(Collected data)
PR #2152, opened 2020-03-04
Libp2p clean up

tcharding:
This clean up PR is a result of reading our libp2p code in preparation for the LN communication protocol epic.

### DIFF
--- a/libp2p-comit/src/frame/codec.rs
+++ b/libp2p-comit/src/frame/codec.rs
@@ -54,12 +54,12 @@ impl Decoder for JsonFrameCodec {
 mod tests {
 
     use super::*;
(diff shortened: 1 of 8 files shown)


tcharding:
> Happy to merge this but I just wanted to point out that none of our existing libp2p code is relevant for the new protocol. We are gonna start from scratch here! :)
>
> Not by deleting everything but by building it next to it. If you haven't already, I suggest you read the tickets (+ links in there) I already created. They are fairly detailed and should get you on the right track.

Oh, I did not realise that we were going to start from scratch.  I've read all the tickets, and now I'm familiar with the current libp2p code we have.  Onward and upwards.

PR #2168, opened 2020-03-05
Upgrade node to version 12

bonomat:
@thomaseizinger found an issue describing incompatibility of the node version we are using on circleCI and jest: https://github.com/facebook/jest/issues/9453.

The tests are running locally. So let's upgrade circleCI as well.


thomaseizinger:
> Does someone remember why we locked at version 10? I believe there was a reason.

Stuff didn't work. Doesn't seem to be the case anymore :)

_Task_
The answer must consist of every line from the entries above that contains "tests".

_Result for this task_
 mod tests {
The tests are running locally. So let's upgrade circleCI as well.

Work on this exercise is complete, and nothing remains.